For my stepson, his biological grandparents are all in another country, so my parents are the closest he's got. My dad retired last year, and he has been really helpful with picking him up from school a few days a week, watching him on no-school days, and taking him to sports practices. They seem to have a pretty good relationship; it's good for my stepson to have another set of people to rely on and experiences with them that are unique. He loves my mom's cooking (ask him about the rice or the tuna melts), and reminisces quite fondly about the times they have KFC (which we don't have at our place). And of course I am so grateful for my parents' help, because they make it possible for my husband and I to work and study while knowing that he's being taken care of by people who care. Beyond having the day-to-day help with my stepson, it's been wonderful to have my parents as a sounding board to discuss parenting issues and for emotional support when I'm having a tough time. It's amazing how your perspective on your own childhood changes when you have kids! I agree with my parents a lot more now than I did then.

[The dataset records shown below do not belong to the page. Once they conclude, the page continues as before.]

PR #4396, opened 2026-06-18
Add optional Nanobot plugin controls

chengyongru:
## Summary

Adds a lighter plugin-style flow for optional Nanobot capabilities across CLI and WebUI.

- Adds `nanobot plugins list`, `nanobot plugins enable <name>`, and `nanobot plugins disable <channel>`.
- Moves heavier chat/provider/document support behind explicit enablement so the default install stays smaller.
- Adds the WebUI Apps catalog for Nanobot features, including install/enable, channel disable, restart-required state, and protected WebSocket handling.
- Keeps the WebSocket channel enabled by default because the bundled WebUI depends on it.
- Blocks Python package installation from remote/shared WebUI sessions unless explicitly allowed with `tools.webuiAllowRemotePackageInstall`.
- Adds backend logging around optional package installs while keeping install logs out of the WebUI.

## WebUI UX

- The Apps page no longer shows a permanent package-install warning.
- Missing support is confirmed only when the user clicks install/enable.
- The confirmation dialog now uses the shared centered confirmation style and shorter copy.
- Enabled Nanobot/CLI/MCP counts use clearer localized wording.
- Empty WebSocket handshake noise is filtered so harmless port probes do not produce scary error stacks.

## Migration Notes

Some integrations that were previously available from the default install now require enabling their support first:

```bash
nanobot plugins enable bedrock
nanobot plugins enable documents
nanobot plugins enable matrix
```

Channels can be disabled without deleting saved config:

```bash
nanobot plugins disable matrix
```

## Validation

- Verified optional package install/enable paths through isolated environments and WebUI HTTP routes.
- Verified CLI list/enable/disable behavior, including protected WebSocket disable rejection.
- Verified local vs remote WebUI package-install policy.
- Ran focused WebUI tests and builds for the Apps catalog changes.
- Ran Python tests for the changed optional-feature, WebSocket route, and logging behavior during the PR work.
- Latest handshake-log fix was additionally checked with a direct logging-filter assertion because the active local gateway was holding the worktree virtualenv lock.

## Follow-ups

Plugin self-description should be a separate PR. This PR keeps the Apps catalog focused on install/enable/disable mechanics and avoids adding a metadata system now.


pyproject.toml
```diff
@@ -62,7 +62,7 @@ dependencies = [
     "openpyxl>=3.1.0,<4.0.0",
     "python-pptx>=1.0.0,<2.0.0",
     "filelock>=3.25.2",
-    "boto3>=1.43.0",
+    "packaging>=24.0",
```
chengyongru, line 51: Moving `boto3` from required to optional is a breaking change for existing Bedrock users. Consider adding a startup warning when a Bedrock provider is configured but `boto3` is not importable, so the migration need surfaces before the first request fails at `_make_client`.

nanobot/optional_features.py
```diff
@@ -0,0 +1,301 @@
...
+    return optional_dependency_groups_from_metadata()
+
+
+def has_extra_marker(raw: str) -> bool:
+    try:
+        marker = Requirement(raw).marker
+    except Exception:
+        return False
+    return marker is not None and "extra" in str(marker)
+
```
chengyongru, line 99: When deps have `extra` markers, this falls back to `pip install nanobot-ai[<extra>]`. In an editable install this pulls the PyPI version instead of the local working copy. Non-blocking for end users, but contributors running from source may hit version conflicts.

chengyongru (commented):

## Summary

This PR introduces an optional feature enablement system: `nanobot plugins enable <name>` installs missing extras (pip/uv) and updates config, a new `optional_features.py` module handles dependency discovery and installation, and the WebUI Settings page gains a "Nanobot" section for toggling channels/features. Bedrock's `boto3` moves from required to optional, and Matrix E2EE defaults to off on Windows.

## What is done well

- Clean separation: `optional_features.py` is self-contained with pure functions that are easy to test.
- Dependency discovery has a sensible fallback chain (pyproject.toml → installed package metadata).
- Pip bootstrap logic (`pip → ensurepip → uv`) handles edge cases like missing pip module.
- Config merge preserves existing user settings when enabling a channel.
- Test coverage is thorough: 7+ new tests covering enable flow, skip-when-installed, pip bootstrap, and metadata fallback.
- Matrix E2EE platform-aware default is well-reasoned and tests are updated to set it explicitly where needed.
- WebUI routes are token-gated, consistent with existing cli-apps and MCP preset patterns.

## Concerns

1. **Bedrock is now a breaking upgrade**: `boto3` moved from `dependencies` to `optional-dependencies`. Existing users who upgrade will silently lose Bedrock support — the provider only fails when `_make_client` runs `import boto3`. Consider logging a warning at startup if a Bedrock provider is configured but `boto3` is not importable, so users discover the migration need before their first request fails.

2. **`install_args_for_extra` in dev/editable installs**: When deps carry `extra` markers, this function falls back to `pip install nanobot-ai[<extra>]`. In an editable install (`pip install -e .`), this would pull the published version from PyPI rather than the local working copy, potentially downgrading or conflicting. This only affects contributors running the CLI from source, but worth noting in docs or handling with a local-path check.

3. **No blocking issues found**. The overall design is sound and the implementation is clean.

chengyongru:
Pushed a maintainer edit in `50edefad` to address the review findings:

- Optional feature dependency checks now validate requested extras, so `qrcode[pil]` or `matrix-nio[e2e]` are not treated as installed just because the base package is present.
- `enable_optional_feature()` now returns top-level `requires_restart`, so the WebUI settings route records the runtime restart requirement on the real action path.
- Optional-feature docs now point users to `nanobot plugins enable ...` consistently.

Local verification passed for the focused Python tests and ruff checks. GitHub CI is running on the pushed commit.

chengyongru:
Automated follow-up by nanobot.

Rechecked this PR on 2026-07-02:

- GitHub checks are green: ubuntu/windows on Python 3.13 and 3.14.
- Local targeted Python verification passed: `105 passed` for optional feature/channel/provider paths.
- Local WebUI verification passed: `62 passed` for API, SettingsView, and i18n tests.
- `ruff check` passed on the touched Python files.

The earlier review concerns appear addressed by the follow-up commits. Current blocker looks procedural: `reviewDecision=REVIEW_REQUIRED` / `mergeStateStatus=BLOCKED`, not a failing check.

Re-bin (approved):
Reviewed the optional feature/plugin flow after the follow-up polishing in #4691. The remaining concerns I had around missing optional dependency visibility, WebUI self-disable protection, and stale install guidance are addressed. CI is green across WebUI, Ubuntu, and Windows.

PR #4399, opened 2026-06-18
feat(webui): add configurable hidden_settings_sections to strip UI noise

HaisamAbbas:
Add webui.hiddenSettingsSections config option that allows administrators to hide specific settings sections from the WebUI. This enables a simplified 'normie-friendly' UI for non-technical users in multi-instance deployments.

Changes:
- Add WebUIConfig class with hidden_settings_sections field to schema
- Include hidden list in the settings API payload
- Filter sidebar navigation items in SettingsView
- Redirect to overview if active section is hidden
- Filter overview cards for hidden sections
- Add TypeScript type for the new webui payload field
- Add 5 backend tests covering payload, round-trip, and aliases

### DIFF
--- a/nanobot/config/schema.py
+++ b/nanobot/config/schema.py
@@ -341,6 +341,16 @@ class ToolsConfig(Base):
     ssrf_whitelist: list[str] = Field(default_factory=list)  # CIDR ranges to exempt from SSRF blocking (e.g. ["100.64.0.0/10"] for Tailscale)
 
 
+class WebUIConfig(Base):
+    """WebUI display configuration."""
+
+    hidden_settings_sections: list[str] = Field(
+        default_factory=list,
+        validation_alias=AliasChoices("hiddenSettingsSections", "hidden_settings_sections"),
+        serialization_alias="hiddenSettingsSections",
+    )  # Settings section keys to hide from the UI (e.g. ["advanced", "runtime", "models"])
+
+
 class Config(BaseSettings):
     """Root configuration for nanobot."""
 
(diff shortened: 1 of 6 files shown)


nanobot/config/schema.py
```diff
@@ -355,6 +365,7 @@ class Config(BaseSettings):
         default_factory=dict,
         validation_alias=AliasChoices("modelPresets", "model_presets"),
     )
+    webui: WebUIConfig = Field(default_factory=WebUIConfig)
```
chengyongru, line 368: Every `save_config()` call will serialize `"webui": {"hiddenSettingsSections": []}` to config.json by default, since `model_dump()` includes default values. Users who never configure this feature will see a new key appear on next save. Not blocking, just worth being aware of for config-file-conscious users.

chengyongru (commented):

**Side-effect analysis for `feat(webui): add configurable hidden_settings_sections`**

Clean PR with good test coverage. The `useEffect` redirect at line 597 nicely handles direct navigation to hidden sections by bouncing back to overview.

One side effect worth noting: `save_config()` uses `model_dump(mode="json", by_alias=True)` without `exclude_defaults`, so every config.json will now serialize `"webui": {"hiddenSettingsSections": []}` even when the feature isn't used. Existing config files will gain this new key on the next settings save. Not a bug, just a minor noise increase for users who never opt into this feature.

HaisamAbbas:
Good catch! Fixed in 6952ce23 — save_config() now strips the webui key entirely when hiddenSettingsSections is empty (the default). Users who never opt into this feature won't see any new keys appear in their config.json.

Added two tests to cover both cases:

test_save_config_omits_webui_key_when_at_defaults — verifies "webui" is absent from serialized output
test_save_config_preserves_webui_key_when_configured — verifies it's preserved when non-empty

PR #4401, opened 2026-06-18
fix(providers): use non-descriptive placeholder when stripping images

### LINKED ISSUE #4345: Image-strip fallback makes the model act as if it saw an image it never received (and leaks the file path)

michaelxer:
## Summary

When a model returns a non-transient error on `image_url` input, the provider base strips image blocks and retries as text. The current fallback placeholder `[image: <path>]` (or `[image omitted]`) reads like a live, available image to the LLM, causing it to hallucinate about contents it never received, attempt `read_file` on the leaked server path, and expose internal file paths.

This PR replaces the placeholder with an explicit `[Image not delivered to model — do not describe or reference it]` message in both `_strip_image_content` and `_strip_image_content_inplace`.

## Linked Issue

Fixes #4345

## Type of Change

- [x] Bug fix (non-breaking change which fixes an issue)

## Changes

- `nanobot/providers/base.py`: Replace `image_placeholder_text(path, empty="[image omitted]")` with a fixed `[Image not delivered to model — do not describe or reference it]` placeholder in both `_strip_image_content` and `_strip_image_content_inplace`
- Remove unused `image_placeholder_text` import from `base.py`
- `tests/providers/test_strip_image_content.py`: 8 new tests covering both methods — verifies no path leakage, correct placeholder text, multi-image handling, no-image return, and in-place mutation

## How to Test

```bash
pytest tests/providers/test_strip_image_content.py -v
```

All 8 tests verify that:
1. The placeholder does NOT contain the file path
2. The placeholder clearly indicates the image was not delivered
3. Non-image content is preserved
4. Multiple images are all replaced
5. Images without `_meta` are handled
6. In-place mutation works correctly

## Checklist

- [x] I have tested these changes locally
- [x] My code follows the project's coding style (ruff passes)
- [x] I have added tests that prove my fix is effective

### DIFF
--- a/tests/providers/test_strip_image_content.py
+++ b/tests/providers/test_strip_image_content.py
@@ -1,0 +1,173 @@
+"""Tests for LLMProvider._strip_image_content and _strip_image_content_inplace.
+
+Regression test for #4345: image-strip fallback should not leak file paths
+or produce text that makes the model hallucinate about unseen images.
+"""
+
+from __future__ import annotations
+
+from nanobot.providers.base import LLMProvider
+
+
+# ---------------------------------------------------------------------------
+# _strip_image_content (returns new list)
+# ---------------------------------------------------------------------------
+
+
+class TestStripImageContent:
+    """Tests for the non-mutating _strip_image_content method."""
+
+    def test_replaces_image_url_with_nondescriptive_placeholder(self):
+        messages = [
+            {
+                "role": "user",
+                "content": [
+                    {"type": "text", "text": "What is this?"},
+                    {
+                        "type": "image_url",
+                        "image_url": {"url": "data:image/png;base64,abc"},
+                        "_meta": {"path": "/tmp/screenshot.png"},
+                    },
+                ],
+            }
+        ]
+        result = LLMProvider._strip_image_content(messages)
+        assert result is not None
+        content = result[0]["content"]
+        assert len(content) == 2
+        assert content[0] == {"type": "text", "text": "What is this?"}
+        assert content[1]["type"] == "text"
+        placeholder = content[1]["text"]
+        # Must NOT leak the file path
+        assert "/tmp/screenshot.png" not in placeholder
+        assert "screenshot" not in placeholder
+        # Must clearly indicate the image was not delivered
+        assert "not delivered" in placeholder.lower() or "not describe" in placeholder.lower()
+
+    def test_returns_none_when_no_images(self):
+        messages = [
+            {"role": "user", "content": [{"type": "text", "text": "hello"}]}
+        ]
+        assert LLMProvider._strip_image_content(messages) is None
+
+    def test_handles_multiple_images(self):
+        messages = [
+            {
+                "role": "user",
+                "content": [
+                    {"type": "text", "text": "Look at these:"},
+                    {
+                        "type": "image_url",
+                        "image_url": {"url": "data:image/png;base64,abc"},
+                        "_meta": {"path": "/a.png"},
+                    },
+                    {
+                        "type": "image_url",
+                        "image_url": {"url": "data:image/png;base64,def"},
+                        "_meta": {"path": "/b.png"},
+                    },
+                ],
+            }
+        ]
+        result = LLMProvider._strip_image_content(messages)
+        assert result is not None
+        content = result[0]["content"]
+        # text + 2 placeholders
+        assert len(content) == 3
+        for block in content[1:]:
+            assert block["type"] == "text"
+            assert "/a.png" not in block["text"]
+            assert "/b.png" not in block["text"]
+
+    def test_handles_image_without_meta(self):
+        messages = [
+            {
+                "role": "user",
+                "content": [
+                    {
+                        "type": "image_url",
+                        "image_url": {"url": "data:image/png;base64,abc"},
+                    },
+                ],
+            }
+        ]
+        result = LLMProvider._strip_image_content(messages)
+        assert result is not None
+        placeholder = result[0]["content"][0]["text"]
+        assert "[image" not in placeholder.lower() or "not delivered" in placeholder.lower()
+
+    def test_preserves_non_image_content(self):
+        messages = [
+            {"role": "system", "content": "You are helpful."},
+            {
+                "role": "user",
+                "content": [
+                    {"type": "text", "text": "Hello"},
+                    {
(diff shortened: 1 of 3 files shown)


tests/providers/test_strip_image_content.py
```diff
@@ -0,0 +1,173 @@
...
+            {"role": "user", "content": [{"type": "text", "text": "hello"}]}
+        ]
+        assert LLMProvider._strip_image_content(messages) is None
+
+    def test_handles_multiple_images(self):
+        messages = [
+            {
+                "role": "user",
+                "content": [
+                    {"type": "text", "text": "Look at these:"},
```
chengyongru, line 57: This assertion `[image` not in placeholder.lower() or `not delivered` in placeholder.lower()` is always True for the new placeholder, since the first clause is always satisfied. Consider simplifying to just `assert "not delivered" in placeholder.lower()` for clarity. Non-blocking.

chengyongru (commented):

## Summary

This PR replaces the file-path-leaking placeholder `[image: <path>]` / `[image omitted]` with a static, non-descriptive message `[Image not delivered to model — do not describe or reference it]` in both `_strip_image_content` and `_strip_image_content_inplace`.

## What is done well

- Correctly scoped: only touches the fallback path in `base.py`. The `image_placeholder_text` helper remains in use elsewhere (`loop.py`, `session/manager.py`) where path info is intentionally preserved.
- Removes the now-unused import from `base.py` — no dead references.
- Test coverage is solid: 8 new tests covering both methods, multi-image handling, no-image return, missing `_meta`, and in-place mutation semantics.
- Existing `test_provider_retry.py` assertions updated to match the new placeholder text.

## Observations

- This is a genuine security improvement: the old placeholder leaked server-side file paths into LLM context, which could cause the model to hallucinate image contents or attempt to `read_file` on those paths.
- No blocking concerns. The change is small, focused, and well-tested.

Re-bin (approved):
LGTM. This fixes the image-strip fallback behavior in the right place: when image inputs are removed before retrying, the replacement text no longer leaks local paths or implies the model actually saw the image. The regression coverage is nicely focused around both strip paths.

I pushed two tiny follow-up commits: one to fix the ruff import-format issue in the new test file, and one to address chengyongru’s inline comment by tightening the placeholder assertions to require `not delivered` directly.

Validated locally after those fixes:
- python -m pytest tests/providers/test_provider_retry.py tests/providers/test_strip_image_content.py -q
- python -m ruff check nanobot/providers/base.py tests/providers/test_provider_retry.py tests/providers/test_strip_image_content.py

GitHub Actions is running again for the latest test-only follow-up commit; please wait for the matrix before merging.

tests/providers/test_strip_image_content.py
Re-bin: Addressed in 3d2f4229. I tightened the placeholder assertions to require `not delivered` directly, including the nearby equivalent checks, so the tests now state the intended contract without the always-satisfied alternative.

PR #4402, opened 2026-06-18
feat(memory): add opt-in eager consolidation

yu-xin-c:
## Summary

Related to #2604 as a partial/prerequisite step.

This adds an opt-in eager memory consolidation pass that can archive completed conversation slices into `memory/history.jsonl` after responses. Eager consolidation remains disabled by default and starts as append-only; when a later token/replay-window consolidation pass needs to materialize old history, it now skips prefixes that eager consolidation already archived instead of archiving the same range again.

## What changed

- Adds `agents.defaults.dream.eagerConsolidation` plus throttle/batch options.
- Adds a persisted `last_eager_consolidated` session cursor with legacy metadata fallback and corrupt cursor clamping.
- Adds `Consolidator.maybe_eager_consolidate()` under the existing per-session consolidation lock.
- Keeps token-driven consolidation as the first post-turn background pass, then runs eager consolidation on the remaining tail.
- Keeps emergency/token consolidation advancing the eager cursor so already materialized prefixes are not eagerly re-archived in the same path.
- Skips eagerly archived prefixes when replay-window or token-pressure consolidation later materializes old history, avoiding duplicate history entries.
- Repairs eager fallback batch boundaries so they do not split assistant tool-call messages from their tool results.
- Documents eager consolidation in the memory and configuration docs.

## Notes

Eager consolidation is disabled by default because it can create additional LLM summarization calls. This PR does not remove every synchronous pre-request consolidation path from #2604; it makes proactive archival safer and prevents overlap when the token path later catches up.

## Validation

- `uv run --extra dev pytest tests/agent/test_consolidator.py -k 'eager or replay_window_overflow or token_consolidation_skips'` — 13 passed
- `uv run --extra dev pytest tests/agent/test_consolidator.py tests/agent/test_loop_consolidation_tokens.py tests/agent/test_session_atomic.py tests/agent/test_session_manager_history.py tests/config/test_dream_config.py` — 123 passed
- `uv run --extra dev ruff check nanobot/agent/memory.py tests/agent/test_consolidator.py` — passed
- `git diff --check` — passed


nanobot/agent/memory.py
```diff
@@ -975,6 +1032,51 @@ async def maybe_consolidate_by_tokens(
...
+                "Eager consolidation for {}: chunk={} msgs, cursor={}->{}",
+                session.key,
+                len(chunk),
+                start,
+                end_idx,
+            )
+            await self.archive(chunk, session_key=session.key)
+            # Advance on summary success or raw-archive fallback. In both cases
+            # the chunk has a breadcrumb in history.jsonl and should not be
+            # eagerly archived again.
```
chengyongru, line 1147: If `self.archive()` raises an unexpected exception (not a provider error that triggers the raw-archive fallback, but something like a disk write error), the cursor won't advance and the next turn will retry the same chunk. This is safe behavior — just worth noting that transient archive failures cause retry rather than data loss.

nanobot/agent/memory.py
```diff
@@ -670,6 +681,44 @@ def get_lock(self, session_key: str) -> asyncio.Lock:
...
+            last_run = datetime.fromisoformat(value)
+            return (datetime.now() - last_run).total_seconds() >= self.eager_min_interval_s
+        return True
+
+    def _pick_eager_boundary(self, session: Session, start: int) -> int | None:
+        available = len(session.messages) - start
+        if available < self.eager_min_messages:
+            return None
+        if available <= self.eager_max_batch:
+            return len(session.messages)
```
chengyongru, line 768: The boundary scan walks backward from `capped_end` looking for a user message. If the entire batch contains no user messages (edge case: all assistant/tool messages), it falls back to `capped_end`. This is fine, just confirming the logic handles the unusual case.

chengyongru (commented):

Adds an opt-in eager consolidation pass that archives completed conversation slices into `memory/history.jsonl` after responses, without trimming the live session or injecting the summary into the next prompt. Introduces a separate `last_eager_consolidated` cursor distinct from `last_consolidated`, with thorough defensive handling.

**What's done well:**
- Cursor isolation is clean: token-driven consolidation advances the eager cursor via `max()`, preventing re-archiving of already-summarized prefixes. The two cursors are independent but coordinated.
- Defensive coding throughout: `__post_init__` validates cursor types (bool check is a nice touch), clamps out-of-range values, and corrupt `last_eager_consolidated` falls back to `last_consolidated`.
- `retain_recent_legal_suffix` and `compact_idle_session` both correctly recompute the eager cursor after message truncation, preserving the invariant `last_eager_consolidated >= last_consolidated`.
- Session filtering is sensible: `cron:`, `dream:`, and `heartbeat` sessions are skipped to avoid noise.
- Lock coordination is correct — eager consolidation acquires the same per-session lock as token consolidation, so they can't race on the same session.
- Comprehensive test coverage: config validation (camelCase + defaults), corrupt cursor recovery, retain_recent_legal_suffix cursor tracking, fork session cursor propagation. 119 tests pass.
- `_post_turn_consolidation` cleanly replaces the two inline `_schedule_background(maybe_consolidate_by_tokens(...))` call sites with a unified method.

**Observations:**
- Eager consolidation calls `self.archive()` which triggers an LLM summarization call per batch. For very active sessions this means additional background LLM traffic, but the `eagerMinIntervalS` throttle and `eagerMinMessages` threshold mitigate this. Opt-in by default is the right call.

maximilize:
Thanks for this — the opt-in append-only eager pass is cleanly implemented (shared per-session lock, persisted `last_eager_consolidated` cursor with legacy fallback and corrupt-cursor clamping, internal-session skip list, and good docs). A few points worth addressing before this is tied to #2604:

**1. This doesn't actually resolve #2604.** The issue ("Make memory consolidation fully asynchronous / proactive GC") asks to *remove the synchronous pre-request consolidation* that blocks response generation when context is full, and to *prune* context so the next turn starts ready. This PR only rewires the post-turn background calls into `_post_turn_consolidation`; the synchronous, awaited preflight calls remain untouched:
- `nanobot/agent/loop.py:1440` (`_state_build`): `await self.consolidator.maybe_consolidate_by_tokens(...)`
- `nanobot/agent/loop.py:1163` (`_process_system_message`)

Because the eager pass is append-only (advances only `last_eager_consolidated`, never trims `session.messages` and never advances `last_consolidated`), the next turn's preflight still estimates over the full unconsolidated tail (`estimate_session_prompt_tokens` → `_full_unconsolidated_history`, keyed off `last_consolidated`) and still blocks exactly as before. So the user-facing latency the issue targets is unchanged. Consider dropping "Closes #2604" (or reframing it as a partial/prerequisite step), since the synchronous blocking and proactive pruning the issue requests aren't implemented here.

**2. Eager and token paths can double-archive the same range.** The token path archives `session.messages[session.last_consolidated:end_idx]` (`memory.py:950`) and restarts from `last_consolidated` every time. You added forward protection (token advances `last_eager_consolidated = max(..., end_idx)`), but there's no reverse protection: eager advances only `last_eager_consolidated`, never `last_consolidated`. So once eager archives `[last_consolidated, X)`, a later token pass re-archives `[last_consolidated, end_idx ≥ X)`, summarizing `[last_consolidated, X)` into `history.jsonl` a second time — duplicated/overlapping content for Dream to ingest. Worth either advancing `last_consolidated` when eager trims (not desired here, since it's append-only) or having the token path skip the already-eager-archived prefix.

**3. `_pick_eager_boundary` fallback can split a tool sequence.** When no user-role message is found in `(start, start+eager_max_batch]`, the fallback `return capped_end` lands on an arbitrary index, unlike `pick_consolidation_boundary` (user-role boundaries only) or the replay path (`find_legal_message_start`/`extend_to_user`). `archive()` does no repair either, so an assistant `tool_calls` message can be summarized apart from its tool result. It's low-impact since eager output never feeds the live prompt, but the resulting summary is less coherent — a small boundary repair (back off to the last legal/user boundary) would match the other paths.

**4. Minor test gap.** In `tests/agent/test_consolidator.py::test_eager_consolidation_respects_min_messages_and_interval`, the second `maybe_eager_consolidate` call already has 3 messages (== `eager_min_messages`), so min-messages wouldn't block it; the `assert_not_awaited()` passes only because `_last_eager_consolidated_at` is set to `now()` and the interval check runs before `_pick_eager_boundary`. The min-messages branch isn't actually isolated on the second call. Splitting interval and min-messages into separate cases would make the intent hold.

nanobot/agent/memory.py
```diff
@@ -975,6 +1093,51 @@ async def maybe_consolidate_by_tokens(
...
+                return
+
+            logger.info(
+                "Eager consolidation for {}: chunk={} msgs, cursor={}->{}",
+                session.key,
+                len(chunk),
+                start,
+                end_idx,
+            )
+            await self.archive(chunk, session_key=session.key)
```
chengyongru, line 1144: When eager consolidation is enabled, every qualifying turn triggers a background `archive()` call, which makes an additional LLM summarization request. For active sessions on metered API plans, this effectively doubles the per-turn cost (one call for the agent loop, one for consolidation). The 120s per-session throttle (`eager_min_interval_s`) limits frequency, but users enabling this should be aware of the cost. Worth mentioning in docs alongside the `eager_consolidation` config option.

chengyongru (commented):

**Side effect analysis:**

Not feasible geographically, or health- and age-wise. But, when we are in the same state, they do hang out here at our house so I can do dishes/laundry/shopping. Would have loved to have had children earlier in life, when parents were younger/healthier, but, alas, I'll have to settle for at least my older kid remembering his GPs. I grew up w/distant (and unhealthy) gparents n(whom I adored, but who only once took care of me, and it was a disaster), so I'm more wide-eyed about many of your stories, rather than painfully wistful.

I'm very fortunate that my mother-in-law cares for my daughter a few days a week and even an overnight once every few weeks. She is youthful and full of energy and feeds my kid great homemade dishes. Couldn't do it without her!

My son has a gramma day one day a week, just during the school year because in the summer my partner is off. Both the boy and the gramma love the set up, they have their own routines and schedule that often helps me set some structure to the other at home days. It is my mom and she has good boundaries and has always been very easy to communicate with, so it has been a great situation for all involved.

I have posted about this a few times before, but this prompts a different angle: my mom was left bu her husband of 17 years very abruptly, and will absolutely no financial resources for her future. At the same time, I had my first child. As her alimony got smaller and smaller, the money we gave her for caring for our daughter was a) a lifesaver for her, and b) a better situation for us than a nanny or daycare center. We are lucky in that we trust my mom 100% on every angle of child rearing, with the exception of being a little too lenient in moments where firm discipline would help. And, she's fairly young (60) and healthy. Because of her dire financial circumstances, we finished our basement last year so that she could move in with us. By then, her being a daily, intimate part of our lives was very familiar so it was easier than expected in some ways, but harder in others. When my husband or I are feeling challenged by the situation, we are able to sit back remind ourselves that our daughter is so incredibly fortunate, to have such a close bond with her grandmother. Now, my mom has a great relationship with the families in our preschool community too. It's beautiful to watch her be such a grandmotherly/wise presence for more families than our own. And, we're proud and thankful we were able to turn two huge stresses (loss of a lifetime of preparation for older years, and birth of a first child in a two-office-worker home) into a bonus, all said and done.

Meine Eltern würden auch gerne nehmen meine Tochter für Urlaub und Pausen. Ich habe eine ziemlich easy-going Kind, das immer rollen konnte recht gut mit den Veränderungen in der Anlage (und überall schlafen am Tropfen eines Hutes, so dass auch mitgeholfen.) Als mein Vater noch lebte, ich weiß, sie bekam eine TON von Junk-Food und Junk-TV, ich würde nicht unbedingt erlauben. Nun, da es nur meine Mutter, meine Tochter nicht beklagen, dass Oma hat nie gute Snacks, kleine Mahlzeiten macht, aber eine große Kabel-Line-up haben, damit erlöst den Mangel an Knabbereien.